I'm having the following issue: I have a function which iterates over a list of dates which are all workdays. For each auf these dates I need to get the week number. So this might look currently like:
last_day = datetime.date(2016, 2, 1)
current_workday = datetime.now().date()
datelist = []
while current_workday < last_day:
datelist.append(current_workday)
current_workday = workdays.workday(current_workday, 1) //get the next workday
for day in datelist:
week = datetime.date(day).isocalendar()[1]
print week
However my boss isn't lucky anymore with what happens between the years. The "problem" is pointed at the end of this page http://www.staff.science.uu.nl/~gent0113/calendar/isocalendar.htm (go to page long and short ISO years)

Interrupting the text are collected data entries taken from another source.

PR #11294, opened 2026-05-20
new vpa version with config-item

tcondeixa:
new vpa version with patch to restart pod on OOM with `InPlaceOrReplace`.
This is a temporary patch while kubernetes fixes the issue in one of the next releases.
I'm using a config-item to be easily/fast to rollout and rollback if needed.
I reused the existing `vertical_pod_autoscaler_version` since I did not find it used anywhere, probably this was never cleaned.


mikkeloscar:
:+1:

tcondeixa:
👍

PR #11314, opened 2026-05-21
feature: zone aware routing

greeshma1196:
Enable zone aware routing in canary


greeshma1196:
Closing this PR, will use CCM to do the rollouts.

PR #11315, opened 2026-05-21
Remove misleading annotations from EKS migration service

linki:
Based on our docs https://cloud.docs.zalando.net/reference/kubernetes-infrastructure/eks-migration/howtos/loadbalancer-service/#noteworthy-annotations-on-load-balancer-services this removes annotations that don't work anymore or that are already on the default.

Main driver was the removal of `service.beta.kubernetes.io/aws-load-balancer-extra-security-groups` which doesn't have any effect and could lead to people having a false sense of security. This spec was also used for a Service on a legacy cluster where it fails with: `error: BYO extra security group annotation "service.beta.kubernetes.io/aws-load-balancer-extra-security-groups" is not supported by NLB` in the latest Kubernetes version.

The other annotations are changed from their deprecated version or are dropped because they are the default value (on EKS). None of these changes here should have any effect on the final load balancer setup. 

EDIT: it will tighten the SG to only be accessible from the defined SG, not from everywhere. Not so relevant for internal load balancers but more accurate overall this way.

---

Note, I assume this service is only relevant on EKS clusters. If not, please let me know.

### DIFF
--- a/cluster/manifests/skipper/service-eks-internal.yaml
+++ b/cluster/manifests/skipper/service-eks-internal.yaml
@@ -8,13 +8,10 @@ metadata:
     service.beta.kubernetes.io/aws-load-balancer-attributes: dns_record.client_routing_policy=availability_zone_affinity,load_balancing.cross_zone.enabled=false
     service.beta.kubernetes.io/aws-load-balancer-backend-protocol: tcp
     # SG of the old cluster worker nodes
-    service.beta.kubernetes.io/aws-load-balancer-extra-security-groups: {{ .Cluster.ConfigItems.worker_sg_legacy_cluster }}
     service.beta.kubernetes.io/aws-load-balancer-healthcheck-path: /kube-system/healthz
     service.beta.kubernetes.io/aws-load-balancer-healthcheck-protocol: http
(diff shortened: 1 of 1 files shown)


linki:
[UPDATE] I replaced the "extra" annotation with the `service.beta.kubernetes.io/aws-load-balancer-security-groups` annotation. The difference is that "extra" added to the default list whereas the replacement annotation is used to define the full list of allowed SGs.

@szuecs This is supported and might be even better suited in the first place, if the legacy cluster is really the only client to that service.

mikkeloscar:
Just to be sure, this does not result in replacing the existing LBs or anything like that right? That would be the biggest risk as some apps may depend on this connection (if they are actively migrating).

linki:
Correct. It's an in-place update and it merely updates the SGs attached to the load balancer.

It will exclusively allow traffic coming from the `worker_sg_legacy_cluster` which I think is the intended behaviour anyways.

szuecs:
I think the other is also fine.
No need to change.
I think your change reduces the number of SGs attached to nlb.

linki:
👍

mikkeloscar:
:+1:

PR #11363, opened 2026-06-02
feat: Enable Runtime Response Capabilties for Wiz Sensor

vinaythupili:
- Enable Runtime Response Capability for Wiz Sensor on all clusters.
- We have tested the Runtime Response Capability with wiz sensor on test cluster and as runtime response policies need to be rolled out across all cluster for threat prevention this need to enabled by default on all projects.


zaklawrencea:
:+1:

vinaythupili:
👍

PR #114, opened 2019-02-26
Enable HTTP async infer using evhtp library

GuanLuo:


src/core/server.h
```diff
@@ -42,7 +42,6 @@
 #include "src/core/server_status.pb.h"
 #include "tensorflow/core/lib/core/status.h"
 #include "tensorflow_serving/model_servers/server_core.h"
-#include "tensorflow_serving/util/net_http/server/public/httpserver.h"
```
deadeyegoodwin: In Dockerfile and tools/patch/tfs there are some patches we no longer need to apply because we don't use TFS http service anymore.

src/core/server.cc
```diff
@@ -294,150 +293,354 @@ class HTTPServiceImpl {
...
+  void Health(evhtp_request_t* req, const std::string& health_uri);
+  void Profile(evhtp_request_t* req, const std::string& profile_uri);
+  void Infer(evhtp_request_t* req, const std::string& infer_uri);
+  void Status(evhtp_request_t* req, const std::string& status_uri);
+  static std::string ToMethodString(htp_method method);
+
+  static void thread_init(evhtp_t* htp, evthr_t* thread, void* arg);
+  static void thread_exit(evhtp_t* htp, evthr_t* thread, void* arg);
+
+  // class object associated to evhtp thread, requests received are bounded
```
deadeyegoodwin: "Class..."
Capitalize comments.

src/core/server.cc
```diff
@@ -294,150 +293,354 @@ class HTTPServiceImpl {
...
+          evhtp_request_t* req, uint64_t id,
+          std::shared_ptr<HTTPInferRequestProvider> request_provider,
+          std::shared_ptr<HTTPInferResponseProvider> response_provider)
+          : done(false), req(req), id(id), request_provider(request_provider),
+            response_provider(response_provider){};
+
+     private:
+      friend class HTTPServiceImpl;
+      friend class ThreadWiseService;
+      bool done;
```
deadeyegoodwin: All these private members should end in underscore. done_, req_, etc.

src/core/server.cc
```diff
@@ -294,150 +293,354 @@ class HTTPServiceImpl {
...
+  // class object associated to evhtp thread, requests received are bounded
+  // with the thread that accepts it. Need to keep track of that and let the
+  // corresponding thread send back reply
+  class ThreadWiseService {
+   public:
+    class Request {
+     public:
+      Request(
+          evhtp_request_t* req, uint64_t id,
+          std::shared_ptr<HTTPInferRequestProvider> request_provider,
```
deadeyegoodwin: Since you are immediately making a copy of these shared pointers you should pass them by const reference. That will avoid an unnecessary shared-pointer copy (I know that some recommend never using const& for shared_ptrs but I don't think that is correct advice).

src/core/server.cc
```diff
@@ -294,150 +293,354 @@ class HTTPServiceImpl {
...
+      friend class ThreadWiseService;
+      bool done;
+      evhtp_request_t* req;
+      uint64_t id;
+      RequestStatus request_status;
+      std::shared_ptr<HTTPInferRequestProvider> request_provider;
+      std::shared_ptr<HTTPInferResponseProvider> response_provider;
+    };
+
+    ThreadWiseService(evthr_t* thread) : thread_(thread){};
```
deadeyegoodwin: Add "explicit" since you don't want this used as a copy or assign constructor.

src/core/server.cc
```diff
@@ -294,150 +293,354 @@ class HTTPServiceImpl {
...
+    ~ThreadWiseService() = default;
+
+    static void ReplyCallback(evthr_t* thr, void* arg, void* shared)
```
deadeyegoodwin: Put the implementation of these methods outside of the class description.

src/core/server.cc
```diff
@@ -294,150 +293,354 @@ class HTTPServiceImpl {
...
+      Infer(req, rest);
     }
     // status
     else if (endpoint == "status") {
-      status = Status(req, rest);
+      Status(req, rest);
     }
   }
-
-  if (status != tfs::net_http::HTTPStatusCode::OK) {
```
deadeyegoodwin: What happens to the request if it is not one of the above? Don't you need to response with error status? Isn't there a test for this case? If not you should add something to L0_lifecycle that makes a request for an invalid endpoint.

src/core/server.cc
```diff
@@ -294,150 +293,354 @@ class HTTPServiceImpl {
...
-    tfs::net_http::ServerRequestInterface* req, const std::string& health_uri)
+void
+HTTPServiceImpl::Health(evhtp_request_t* req, const std::string& health_uri)
 {
   ServerStatTimerScoped timer(
       server_->StatusManager(), ServerStatTimerScoped::Kind::HEALTH);
 
-  if (req->http_method() != "GET") {
-    return tfs::net_http::HTTPStatusCode::METHOD_NA;
+  if (ToMethodString(req->method) != "GET") {
```
deadeyegoodwin: Converting to string is inefficient. Why not directly compare to htp_method_GET?

src/core/server.cc
```diff
@@ -294,150 +293,354 @@ class HTTPServiceImpl {
...
-    tfs::net_http::ServerRequestInterface* req, const std::string& profile_uri)
+void
+HTTPServiceImpl::Profile(evhtp_request_t* req, const std::string& profile_uri)
 {
   ServerStatTimerScoped timer(
       server_->StatusManager(), ServerStatTimerScoped::Kind::PROFILE);
 
-  if (req->http_method() != "GET") {
-    return tfs::net_http::HTTPStatusCode::METHOD_NA;
+  if (ToMethodString(req->method) != "GET") {
```
deadeyegoodwin: Compare directly

src/core/server.cc
```diff
@@ -294,150 +293,354 @@ class HTTPServiceImpl {
...
 
-tfs::net_http::HTTPStatusCode
-HTTPServiceImpl::Infer(
-    tfs::net_http::ServerRequestInterface* req, const std::string& infer_uri)
+void
+HTTPServiceImpl::Infer(evhtp_request_t* req, const std::string& infer_uri)
 {
-  if (req->http_method() != "POST") {
-    return tfs::net_http::HTTPStatusCode::METHOD_NA;
+  if (ToMethodString(req->method) != "POST") {
```
deadeyegoodwin: Compare directly

src/core/server.cc
```diff
@@ -532,40 +705,48 @@ HTTPServiceImpl::Infer(
...
-    tfs::net_http::ServerRequestInterface* req, const std::string& status_uri)
+void
+HTTPServiceImpl::Status(evhtp_request_t* req, const std::string& status_uri)
 {
   ServerStatTimerScoped timer(
       server_->StatusManager(), ServerStatTimerScoped::Kind::STATUS);
 
-  if (req->http_method() != "GET") {
-    return tfs::net_http::HTTPStatusCode::METHOD_NA;
+  if (ToMethodString(req->method) != "GET") {
```
deadeyegoodwin: Compare directly

src/core/server.cc
```diff
@@ -472,58 +675,28 @@ HTTPServiceImpl::Infer(
...
-                    kInferResponseHTTPHeader,
-                    response_header->ShortDebugString());
-              }
+            &(request->request_status), backend, request->request_provider,
+            request->response_provider, infer_stats,
+            [requests, request]() mutable {
+              requests->FinalizeHTTPResponse(request);
             },
-            false  // async frontend
+            true  // async frontend
```
deadeyegoodwin: Not in this pull request, but in a follow-up pull request should remove this option and clean up the downstream synchronous path.

src/core/server.cc
```diff
@@ -294,150 +293,354 @@ class HTTPServiceImpl {
...
+      std::shared_ptr<HTTPInferRequestProvider> request_provider;
+      std::shared_ptr<HTTPInferResponseProvider> response_provider;
+    };
+
+    ThreadWiseService(evthr_t* thread) : thread_(thread){};
+    ~ThreadWiseService() = default;
+
+    static void ReplyCallback(evthr_t* thr, void* arg, void* shared)
+    {
+      ThreadWiseService* requests = (ThreadWiseService*)arg;
```
deadeyegoodwin: Calling ThreadWiseServer variables here and elsewhere "requests" is very confusing.

src/core/server.cc
```diff
@@ -294,150 +293,354 @@ class HTTPServiceImpl {
...
+      Request* request = nullptr;
+      {
+        std::lock_guard<std::mutex> lock(requests->mtx_);
+        // Using iterator will cause segfault
+        for (size_t i = 0; i < requests->requests_.size(); i++) {
```
deadeyegoodwin: I don't understand this loop. Why aren't you just doing the response for one request? If there are multiple done requests you just seem to erase them all and only remember the last one. Seems like there could be lost/leaked references. Using erase this way can be very inefficient.

Why do you even need requests_ at all? Doesn't the callback return the Request object?

GuanLuo: I didn't implement it correctly, one invocation of the callback should only send and erase one selected request. I am going to fix it like you said, directly passing the Request object to the callback.

src/core/server.cc
ryanolson: Depends on if you are capturing ownership or not.  Passing a reference to a shared_ptr is a little like passing a raw pointer since it could disappear out from under you.

But I agree, I pass references to shared_ptrs quite a bit, but only when I can guarantee the lifecycle of the object.

src/core/server.cc
```diff
@@ -294,150 +294,235 @@ class HTTPServiceImpl {
...
+        const std::shared_ptr<HTTPInferRequestProvider>& request_provider,
+        const std::shared_ptr<HTTPInferResponseProvider>& response_provider,
+        const std::shared_ptr<ModelInferStats>& infer_stats,
+        const std::shared_ptr<ModelInferStats::ScopedTimer>& timer);
+
+    void FinalizeHTTPResponse(Request* req);
+
+   private:
+    std::mutex mtx_;
+    std::set<Request*> requests_;
```
deadeyegoodwin: You don't need requests_ at all, do you? I don't think you need the mutex either.

src/core/server.cc
```diff
@@ -294,150 +294,235 @@ class HTTPServiceImpl {
...
+      std::shared_ptr<ModelInferStats> infer_stats_;
+      std::shared_ptr<ModelInferStats::ScopedTimer> timer_;
+    };
+
+    explicit ThreadWiseService(evthr_t* thread) : thread_(thread){};
+    ~ThreadWiseService() = default;
+
+    static void ReplyCallback(evthr_t* thr, void* arg, void* shared);
+
+    Request* Enqueue(
```
deadeyegoodwin: Enqueue is not a good name. You are just creating the request object.So CreateRequest would be a better name, or just new Request directly.

src/core/server.cc
```diff
@@ -472,58 +557,28 @@ HTTPServiceImpl::Infer(
...
       std::shared_ptr<HTTPInferResponseProvider> response_provider;
       status = HTTPInferResponseProvider::Create(
-          req->OutputBuffer(), *(backend->Backend()),
+          req->buffer_out, *(backend->Backend()),
           request_provider->RequestHeader(), &response_provider);
       if (status.ok()) {
+        evhtp_connection_t* htpconn = evhtp_request_get_connection(req);
+        evthr_t* thread = htpconn->thread;
+        ThreadWiseService* service = (ThreadWiseService*)evthr_get_aux(thread);
+        ThreadWiseService::Request* request = service->Enqueue(
```
deadeyegoodwin: Passing around a raw point is a little dangerous since it can get dropped and so cause a leak. Can you wrap it in a unique or shared ptr. unique would be best but that can be tricky getting it into the lamda. Then you don't need to explicitly delete...

GuanLuo: I used shared pointer, but the thread callback function requires `void*` for argument, so the evhtp request pointer is passed directly since it already has the content for the response at this point (end of `FinalizeHTTPResponse()`) and evhtp will free its resource for us.

PR #116, opened 2019-02-27
Add fields in model config for ensembling

GuanLuo:


src/core/model_config.proto
```diff
@@ -517,6 +517,62 @@ message ModelSequenceBatching
...
+  {
+    //@@    .. cpp:var:: string model_name
+    //@@
+    //@@       The name of the model.
+    //@@
+    string model_name = 1;
+
+    //@@  .. cpp:var:: map<string,string> input_alias_map
+    //@@
+    //@@     Map from the inputs specified in the model cofig to aliases
```
deadeyegoodwin: Map from ensemble tensor name to name of an input tensor on this step's model. The ensemble tensor must have the same datatype and shape as the model input. Each model input must be assigned to one ensemble tensor, but the same ensemble tensor can be assigned to multiple model inputs.

src/core/model_config.proto
```diff
@@ -517,6 +517,62 @@ message ModelSequenceBatching
...
+    //@@
+    //@@     Map from aliases that is used within the ensemble to the outputs
+    //@@     specified in the model cofig. The alias will have the same
+    //@@     data type and dimensions as the output. As implied in key value
+    //@@     order, each alias can only map to one output in one model, however,
+    //@@     one alias may be mapped to multiple outputs across models
+    //@@     as long as the data type and dimensions are matched,
+    //@@     the content of the alias will be overwritten by the newest output.
+    //@@
+    map<string, string> alias_output_map = 3;
```
deadeyegoodwin: output_map

src/core/model_config.proto
```diff
@@ -517,6 +517,62 @@ message ModelSequenceBatching
...
+    //@@     data type and dimensions as the input. As implied in key value
+    //@@     order, each input of the model should only map to one alias.
+    //@@     However, mapping multiple inputs to the same alias is allowed
+    //@@     as long as the data type and dimensions are matched.
+    //@@
+    map<string, string> input_alias_map = 2;
+
+    //@@  .. cpp:var:: map<string,string> alias_output_map
+    //@@
+    //@@     Map from aliases that is used within the ensemble to the outputs
```
deadeyegoodwin: Change to follow pattern of input message above.

src/core/model_config.proto
```diff
@@ -517,6 +517,62 @@ message ModelSequenceBatching
...
+    //@@     one alias may be mapped to multiple outputs across models
+    //@@     as long as the data type and dimensions are matched,
+    //@@     the content of the alias will be overwritten by the newest output.
+    //@@
+    map<string, string> alias_output_map = 3;
+  }
+
+  //@@  .. cpp:var:: Step step (repeated)
+  //@@
+  //@@     The model(s) and the input output mappings used within the ensemble,
```
deadeyegoodwin: input / output

src/core/model_config.proto
```diff
@@ -517,6 +517,62 @@ message ModelSequenceBatching
...
+  //@@     it needs to contain a Step message specifying the mapping between
```
deadeyegoodwin: Delete these lines. Just end with "within the ensemble."

src/core/model_config.proto
```diff
@@ -517,6 +517,62 @@ message ModelSequenceBatching
...
+//@@.. cpp:var:: message ModelEnsembling
+//@@
+//@@   Model ensembling configuration. These settings control how the inputs
+//@@   and outputs of the models are mapped together.
+//@@
+message ModelEnsembling
+{
+  //@@  .. cpp:var:: message Step
+  //@@
+  //@@     The step specifies a model included in the ensemble and how its
```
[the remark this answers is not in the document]
GuanLuo: Should we mention that the data type and shape of the ensemble tensors will be inferred from mapped output tensor?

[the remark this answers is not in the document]
deadeyegoodwin: You can put that in the description of the output_map below.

"An ISO calendar year is long if and only if the corresponding Gregorian year begins on a Thursday when it is a common year or begins on a Wednesday when it is a leap year."
This does not seem to work always as the author further mentions:
"This rule has worked fine since 1977 but failed in 2004 (a leap year that began on a Thursday) as the following diagram shows." (please refer to the diagram on page Long and short ISO years since I am not allowed to post images yet)
My issue is somehow the other way around. I do not seem to have enough reputation points to show it to you, but in my Excel output file I get a CW 0 only on January 1st.
He don't want to have those week 0. Do someone have an idea how to calculate with another week format than the one from the isocalendar? Or am I just doing something wrong?